Analíticamente, conceptualmente, teóricamente, hay un ingreso, una parte del ingreso, que es la ganancia. Y otra parte que son los salarios. Son dos cosas distintas. Si ustedes leen un libro de micro, un libro de macro, un libro de organización, son dos cosas distintas. La ganancia de la empresa proviene del resultado económico de la empresa, mientras los salarios son una parte, llamémoslo de la estructura de costo de la empresa. Pero como decía recién, en una pyme, muchas veces la escala, el nivel de facturación, la propia organización impide. Y uno habla con un empresario pyme que, tal vez, si pudiera hacerlo de esta manera, se liberaría tiempo, no digo para el ocio, tal vez para otros emprendimientos, como si fuera un gran dueño, podría tener otras empresas. Pero no, tiene que estar todo el día trabajando, todo el día presente en su propia firma.

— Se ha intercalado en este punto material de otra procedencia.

PR #13620, opened 2021-11-05
Fix send key issue for hyperv 2012r2 UEFI guest

nanzhg:
Hyper-V 2012UEFI guest install failure on OSD, this patch is for fixing the issue which return key was not received by console during first boot after install completed.

- Verification run: http://openqa.nue.suse.com/tests/7611188

### DIFF
--- a/lib/grub_utils.pm
+++ b/lib/grub_utils.pm
@@ -48,7 +48,10 @@ sub grub_test {
         send_key 'ret';
     }
     # Avoid return key not received occasionally for hyperv-uefi guest at first boot
-    send_key 'ret' if (check_var('VIRSH_VMM_FAMILY', 'hyperv') && get_var('UEFI'));
+    if (check_var('VIRSH_VMM_FAMILY', 'hyperv') && get_var('UEFI')) {
+        sleep 5;
+        send_key 'ret';
+    }
 }
 
 =head2 handle_installer_medium_bootup


nanzhg:
@alice-suse @guoxuguang @Julie-CAO @waynechen55 please help to review this PR. Thanks

guoxuguang:
LGTM. btw, we'd better use `script_retry()` instead of `sleep`, IMHO.

waynechen55:
> LGTM. btw, we'd better use `script_retry()` instead of `sleep`, IMHO.

Something like this would be better I think. Of course, other loop can be used instead.

```
    while ($_retry_counter gt 0) {
            wait_screen_change {
                send_key 'ret';
            };
            save_screenshot;
            $_retry_counter--;
    }
```

lib/grub_utils.pm
```diff
@@ -48,7 +48,10 @@ sub grub_test {
         send_key 'ret';
     }
     # Avoid return key not received occasionally for hyperv-uefi guest at first boot
-    send_key 'ret' if (check_var('VIRSH_VMM_FAMILY', 'hyperv') && get_var('UEFI'));
+    if (check_var('VIRSH_VMM_FAMILY', 'hyperv') && get_var('UEFI')) {
+        sleep 5;
```
okurz, line 52: You are using `sleep()` or are simulating a sleep-like functionality. This is introducing the risk of either unnecessarily wasting time or just shifting race conditions and making them even harder to investigate. You *can* use sleep but there are only very limited cases where is the best solution (e.g. yield threads in low-level system code). Here you have the classical problem in software design of [Synchronization](https://en.wikipedia.org/wiki/Synchronization_(computer_science)) . sleep should not be used in place of proper synchronization methods. https://blogs.msmvps.com/peterritchie/2007/04/26/thread-sleep-is-a-sign-of-a-poorly-designed-program/ is one of multiple references that explains this: "The original problem is likely a timing/synchronization issue, ignoring it by hiding it with Thread.Sleep is only going to delay the problem and make it occur in random, hard to reproduce ways." And if the problem does not occur at least time is wasted. https://testing.googleblog.com/2021/03/test-flakiness-one-of-main-challenges.html states that as well: "Do NOT add arbitrary delays as these can become flaky again over time and slow down the test unnecessarily."

waynechen55:
I think more verification run can be done to prove that this fix can help solve "unstable issue for those 3rd-party tests"

Julie-CAO:
It is a product bug that was found by automation test. Your pr may make the test pass but it will cover up the problem.

If the puspose of your pr is to get around the bug, please add a comment to indicate that it is just a workaround, and it should be removed just after the bug is fixed.

nanzhg:
Thanks a lot for all the comments! Agree Wayne's suggestion, besides I would like to hold on this PR to see if the issue is still happened in the beta builds. Because it got passed in latest run https://openqa.nue.suse.com/tests/7619507.

nanzhg:
> It is a product bug that was found by automation test. Your pr may make the test pass but it will cover up the problem.
> 
> If the puspose of your pr is to get around the bug, please add a comment to indicate that it is just a workaround, and it should be removed just after the bug is fixed.

Thanks Julie. This is a separate issue which different from bug 1190158.

nanzhg:
Since this issue is not happened again in recent new builds, I will close this PR.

Entonces, me parece que hay una clave, dicho así, parece claro, pero las consecuencias son muy grandes. Por eso yo quiero hacerlo y lo he hecho siempre, absolutamente siempre. Los empresarios pyme de la provincia de Buenos Aires, los que hoy están sufriendo esta espantosa política económica, son empresarios, son propietarios, pero también son laburantes de su empresa. Ustedes, laburantes de su empresa, los que están todos los días. Y eso es lo que se ve, eso es lo que dicen y eso da otra cabeza. Cuando son empresas familiares y pequeñas, conocen por nombre a los empleados, a los administrativos. Es decir, dicen empresa familiar, pyme familiar, pero no es sólo en la estructura de propiedad, es en el funcionamiento de la pyme.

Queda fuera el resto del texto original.